3. Understanding of conservation issues. The major focus for conservation efforts in the coming millennium will be the tropics. This is the part of the world with more species and also most economic growth that threatens those species. The tropical field-course will allow you to witness some of the threats to tropical biodiversity first-hand, including habitat conversion and fragmentation. You will interact with different stakeholders first-hand, develop views about the rights and wrongs of habitat change, and explore alternative ideas for reconciling conservation and development.

4. Independent research project and experimental design. Students will spend most of their time in Panama carrying out an independent research project, and will learn techniques of experimental design, data collection and analysis methods. This will contribute towards a short project in Part II Zoology.

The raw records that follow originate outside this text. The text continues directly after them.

PR #4884, opened 2026-01-20
refactor: remove strict mode in ABI

alarso16:
## Why this should be merged

This reduces the coupling between the `accounts/abi` package and the actual precompile implementation

## How this works

Perform length verification at call sites as necessary

## How this was tested

New UT

 No


graft/subnet-evm/accounts/abi/abi_extra_test.go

The first course will be run in Panama based in the Smithsonian Tropical Research Institute, with the intention to run it the following year in Sabah, Borneo. We will benefit from a long history of tropical research that has been carried out in Panama which includes geological studies of the rise of the isthmus and the Great American Biotic Exchange. In addition, many iconic ecological and evolutionary studies have been carried out here. These include sexual selection and predation in Tungara frogs and their bat predators; mutualism between leaf-cutting ants and their fungus gardens; debate over the neutral theory of biodiversity, informed by data from the 50 ha plot; Heliconius butterflies and mimicry; fig wasps and their fig hosts, including tests of local mate competition theory and discovery of cryptic wasp species diversity.

Conservation issues that could be touched upon include the role of the Canal in protecting the watershed forest; encroachment on national parks by farmland and hunting; freshwater invasive species in the canal and Chagres river; carbon balance of tropical forests and likely responses to increased atmospheric carbon.